Using the records below, transcribe word for word the stretch from the line that contains "We're lacking a" through the line that contains "-1,0 +1,21 @@", both end lines included, and nothing else.

§ DATA FOR ANALYSIS:
<<<<
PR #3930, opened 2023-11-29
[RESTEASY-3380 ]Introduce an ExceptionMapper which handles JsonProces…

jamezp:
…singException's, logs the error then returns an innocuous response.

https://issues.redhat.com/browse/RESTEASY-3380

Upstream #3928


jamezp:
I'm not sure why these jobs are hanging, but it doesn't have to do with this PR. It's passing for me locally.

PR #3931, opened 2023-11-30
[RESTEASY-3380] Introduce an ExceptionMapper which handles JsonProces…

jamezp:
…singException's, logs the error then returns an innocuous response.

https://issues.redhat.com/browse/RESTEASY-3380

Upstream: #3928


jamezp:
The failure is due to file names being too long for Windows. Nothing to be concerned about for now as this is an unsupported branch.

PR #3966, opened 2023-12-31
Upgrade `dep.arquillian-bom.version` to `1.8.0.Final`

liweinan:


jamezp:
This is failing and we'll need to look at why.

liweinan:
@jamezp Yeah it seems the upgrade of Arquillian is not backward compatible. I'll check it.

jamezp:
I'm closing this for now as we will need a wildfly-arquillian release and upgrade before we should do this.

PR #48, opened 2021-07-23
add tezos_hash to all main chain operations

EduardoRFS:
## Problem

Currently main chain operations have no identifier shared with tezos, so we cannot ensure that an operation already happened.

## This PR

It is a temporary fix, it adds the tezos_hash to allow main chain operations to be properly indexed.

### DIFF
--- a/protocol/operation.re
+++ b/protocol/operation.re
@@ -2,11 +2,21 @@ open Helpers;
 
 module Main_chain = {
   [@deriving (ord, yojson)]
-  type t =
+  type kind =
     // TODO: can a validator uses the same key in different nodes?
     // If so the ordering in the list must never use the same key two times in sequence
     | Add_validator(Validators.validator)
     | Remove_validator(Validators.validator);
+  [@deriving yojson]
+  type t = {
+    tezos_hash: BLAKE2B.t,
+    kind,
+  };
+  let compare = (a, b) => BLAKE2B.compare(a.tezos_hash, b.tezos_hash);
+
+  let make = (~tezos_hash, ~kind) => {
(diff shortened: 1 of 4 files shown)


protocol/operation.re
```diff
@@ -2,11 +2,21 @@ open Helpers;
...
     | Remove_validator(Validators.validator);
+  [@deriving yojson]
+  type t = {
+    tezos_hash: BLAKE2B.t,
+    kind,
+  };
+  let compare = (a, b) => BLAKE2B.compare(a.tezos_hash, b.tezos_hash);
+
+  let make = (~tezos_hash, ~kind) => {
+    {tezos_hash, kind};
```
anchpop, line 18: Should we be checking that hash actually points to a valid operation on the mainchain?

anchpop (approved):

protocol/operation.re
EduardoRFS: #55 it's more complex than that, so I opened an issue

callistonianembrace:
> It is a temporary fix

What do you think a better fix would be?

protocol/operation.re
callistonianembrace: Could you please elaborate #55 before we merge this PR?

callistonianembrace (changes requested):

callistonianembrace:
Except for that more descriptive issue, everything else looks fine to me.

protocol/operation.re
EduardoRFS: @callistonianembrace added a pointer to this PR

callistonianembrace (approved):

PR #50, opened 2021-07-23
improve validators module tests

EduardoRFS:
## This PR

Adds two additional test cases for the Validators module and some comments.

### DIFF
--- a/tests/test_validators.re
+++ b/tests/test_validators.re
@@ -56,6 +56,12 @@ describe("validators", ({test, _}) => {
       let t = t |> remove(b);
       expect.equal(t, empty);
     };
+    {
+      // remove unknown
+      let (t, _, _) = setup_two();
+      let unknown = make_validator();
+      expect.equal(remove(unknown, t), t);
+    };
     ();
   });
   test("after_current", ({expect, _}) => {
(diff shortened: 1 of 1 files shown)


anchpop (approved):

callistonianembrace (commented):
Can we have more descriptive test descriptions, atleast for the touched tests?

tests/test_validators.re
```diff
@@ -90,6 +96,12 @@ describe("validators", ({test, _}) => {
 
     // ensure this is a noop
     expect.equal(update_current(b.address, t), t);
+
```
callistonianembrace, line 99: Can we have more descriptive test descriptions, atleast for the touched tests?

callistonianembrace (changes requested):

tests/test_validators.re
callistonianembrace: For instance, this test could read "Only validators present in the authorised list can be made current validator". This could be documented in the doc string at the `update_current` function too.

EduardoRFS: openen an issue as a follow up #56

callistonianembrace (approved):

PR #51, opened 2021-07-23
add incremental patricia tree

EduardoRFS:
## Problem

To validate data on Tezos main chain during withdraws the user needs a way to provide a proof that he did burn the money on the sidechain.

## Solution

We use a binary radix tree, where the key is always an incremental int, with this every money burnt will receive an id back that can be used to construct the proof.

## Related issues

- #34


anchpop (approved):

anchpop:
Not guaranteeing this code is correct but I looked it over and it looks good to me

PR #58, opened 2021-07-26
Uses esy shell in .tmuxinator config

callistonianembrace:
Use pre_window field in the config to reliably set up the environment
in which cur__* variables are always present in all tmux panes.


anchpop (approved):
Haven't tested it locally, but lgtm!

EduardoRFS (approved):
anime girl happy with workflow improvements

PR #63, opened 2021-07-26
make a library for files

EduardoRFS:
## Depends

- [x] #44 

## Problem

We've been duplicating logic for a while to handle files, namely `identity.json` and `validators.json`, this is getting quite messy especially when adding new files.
>>>>
<<<<
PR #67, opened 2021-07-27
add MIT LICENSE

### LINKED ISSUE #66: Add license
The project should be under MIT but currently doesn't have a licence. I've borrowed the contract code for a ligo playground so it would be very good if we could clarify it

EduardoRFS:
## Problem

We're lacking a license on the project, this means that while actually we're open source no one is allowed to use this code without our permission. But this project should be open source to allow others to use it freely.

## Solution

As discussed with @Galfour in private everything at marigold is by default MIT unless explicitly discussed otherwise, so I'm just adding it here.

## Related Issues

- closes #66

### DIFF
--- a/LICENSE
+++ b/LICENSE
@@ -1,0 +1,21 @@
>>>>
§ REPLY:
We're lacking a license on the project, this means that while actually we're open source no one is allowed to use this code without our permission. But this project should be open source to allow others to use it freely.

## Solution

As discussed with @Galfour in private everything at marigold is by default MIT unless explicitly discussed otherwise, so I'm just adding it here.

## Related Issues

- closes #66

### DIFF
--- a/LICENSE
+++ b/LICENSE
@@ -1,0 +1,21 @@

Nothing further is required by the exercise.